Edward may have moved on to the next place, but he has never abandoned me. Just the other day, when I was again subjected to some unnecessary and hateful behavior, he was there for me in his work. I opened a book and retreated from this world into his, and on the other side of that bridge he reminded me once more of the many things he's taught me. When you embrace beauty like this, you make it impossible for anyone to infect you with their ugliness. And when I crossed back over the bridge into my reality, it was like the cruelty never happened.

To be nobody but yourself in a world that's doing its best to make you somebody else, is to fight the hardest battle you are ever going to fight. Never stop fighting. -- e.e. cummings

And this is why we should create instead of destroy, heal instead of harm, and love instead of hate. To build our own bridges for those who need us now, and those who will need us after we're gone. To be there as a sanctuary and a source of reassurance for someone in need of protection, even after we've moved on. Honestly, this is the only immortality worth having.

6 comments:

  1. bluebamboo7:57 AM

    I confess I haven't given e.e. cummings a thought in years, for one reason: The very disregard for language rules you mention here. The younger me got so offended at the way he wrote that I didn't actually read *what* he wrote. The way you describe him and his work makes me want to give it another shot, knowing that this time I'll be reading through eyes that have seen 20 more years of stuff and aren't as quick to narrow in accusation as they used to be.

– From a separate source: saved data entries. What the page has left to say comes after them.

PR #353, opened 2025-02-05
sorting by decreasing volume

TalDerei:
follow up from https://github.com/penumbra-zone/dex-explorer/pull/254, we should instead sort pairs by direct volume rather than liquidity on the explore page

-----------

_before_

Screenshot 2025-02-05 at 11 08 10 AM

------------

_after_

Screenshot 2025-02-05 at 11 08 41 AM

### DIFF
--- a/src/shared/api/server/summary/all.ts
+++ b/src/shared/api/server/summary/all.ts
@@ -74,17 +74,17 @@ export const getAllSummaries = async (
     }),
   );
 
-  // Sorting by decreasing liquidity in the pool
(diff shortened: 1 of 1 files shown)


erwanor:
Both screenshots are the same unless I am 🥴

erwanor (approved):

TalDerei:
> Both screenshots are the same unless I am 🥴

first screenshot sorts by decreasing liquidity, second screenshot sorts by decreasing direct volume 🙂

Inspect the respective columns separately and you'll see they're different

PR #356, opened 2025-02-06
feat: improve data requests for trading pairs

VanishMax:
Perfecting the explore page:
1. Implement search feature – user enters the string value, frontend sends the request with 400ms debounce, backend computes AssetIds, Pindexer filters by this array
2. Move sorting logic to SQL completely, this unlocks correct pagination
3. Move filtering logic to SQL completely (by volume != 0 OR liquidity != 0)
4. Change inner join with candles table to the left join, so 5 more active assets are not filtered out
5. Display info if no pairs are found

https://github.com/user-attachments/assets/e2fef983-e203-4c4b-98eb-194c4a45fcb1


JasonMHasperhoven (approved):
LGTM

PR #358, opened 2025-02-07
Inspect Tx Page (1/2)

JasonMHasperhoven:
Adds inspect/tx page (with temporary rpc call -- hence 1/2 PRs)

Note: `/src/pages/inspect/tx/ui/tx-viewer.tsx` and `/src/pages/inspect/tx/ui/tx-view-component/` is copied from the deprecated ui library (with slight modifications to make it work in the dex-explorer), so please don't review that.

Not logged in (not using the viewService):
image

Logged in to prax:
image


src/pages/inspect/tx/ui/tx-view-component/utils/cn.tsx
```diff
@@ -0,0 +1,6 @@
+import { type ClassValue, clsx } from 'clsx';
+import { twMerge } from 'tailwind-merge';
+
+export function cn(...inputs: ClassValue[]): string {
+  return twMerge(clsx(inputs));
+}
```
VanishMax, line 6: question: in what situation does it help us? It seems like `cn()` function is used only on basic HTML elements without contradicting classes, so replacing it with `clsx` wouldn't change anything, right?

JasonMHasperhoven: I noticed that here it behaves differently (notice the text color):

```
cn(
            'flex items-center justify-center text-text-secondary text-sm font-bold rounded-sm flex-1 h-[38px]',
            value === option.value && 'bg-secondary-main text-text-primary',
          )
```

Made a small recording to demonstrate:

https://github.com/user-attachments/assets/34d754a2-73f4-4aeb-b197-fcf8bda5e078

VanishMax: Ah, i see, that's a real case. What about this change?

```
cn(
  'flex items-center justify-center text-sm font-bold rounded-sm flex-1 h-[38px]',
  value === option.value ? 'bg-secondary-main text-text-primary' : 'text-text-secondary',
)
```

it requires more control over the classes use but at least saves [7.5 kB](https://bundlephobia.com/package/tailwind-merge@3.0.1)

hdevalence:
Exciting to finally see tx data here.

Let's minimize the amount of changes to the UI components and try to move to the V2 tx rendering in https://github.com/penumbra-zone/web/issues/1937 as soon as possible rather than putting effort into changing the way it looks here. That way there can also be code sharing with the other block explorer work.

hdevalence (approved):

PR #363, opened 2025-02-11
fix: use correct market price in liquidity provision

vacekj:
fixes the calculation of market price - takes it from the routebook instead of the summary.


hdevalence (approved):
LGTM!

Issue #367, opened 2025-02-13
SyntaxError: Cannot convert Infinity to a BigInt


zmanian:
Getting 

`SyntaxError: Cannot convert Infinity to a BigInt`

src/pages/trade/ui/positions/positions-current-value.tsx (29:87) @ toValueView

  27 |   return (
  28 |     <ValueViewComponent
> 29 |       valueView={pnum(baseAsset.amount.toNumber() * marketPrice, quoteAsset.exponent).toValueView(
     |                                                                                       ^
  30 |         quoteAsset.asset,
  31 |       )}
  32 |       density='slim'

cronokirby:
Closed for now, we should revisit with a broader push at data integrity for the market price

PR #368, opened 2025-02-13
Handle infinite values being returned without a runtime error

zmanian:
Fix for #367


cronokirby (approved):
Fine as a fix for now, we should probably look at handling market prices for new assets in a more robust way

zmanian:
It's my Bitcoin positions that are throwing the error

PR #374, opened 2025-02-13
ci: more verbose request logging

conorsch:
When fetching external URLs, notably the Registry JSON, we want to see in the logs whether that's a cache hit or miss. Tweaking the logging config to allow just that.

Also includes some references to config options that we can only enable once we upgrade to NextJS v15. See relevant docs here: https://nextjs.org/docs/app/api-reference/config/next-config-js/logging

These changes were made while investigating #373. Given that it pertains to logging, also relevant to #352.

### DIFF
--- a/flake.nix
+++ b/flake.nix
@@ -17,6 +17,7 @@
             jq
             just
             pnpm
+            nodejs_22
             postgresql
 
             # for deployment/ci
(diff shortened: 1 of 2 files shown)


flake.nix
```diff
@@ -17,6 +17,7 @@
             jq
             just
             pnpm
+            nodejs_22
```
conorsch, line 20: This change just ensures a compatible version of nodejs is included in the nix dev env, which I use to manage the tooling locally.

cronokirby (approved):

    I'll further confess that the poem you linked to is over my head, except possibly the last stanza. However, I find I now see that as an interesting challenge, one worth exploring. For one thing, I can still be pretty rigid in my interpretation of "rules" (not just language rules), and I could use a role model in how to loosen up. As in, breaking-rules-is-more-fun-when-you-know-what-you're-doing, and all that. ;)

    For another, the hope of finding buried treasure, as you have. :)

    Thanks for this.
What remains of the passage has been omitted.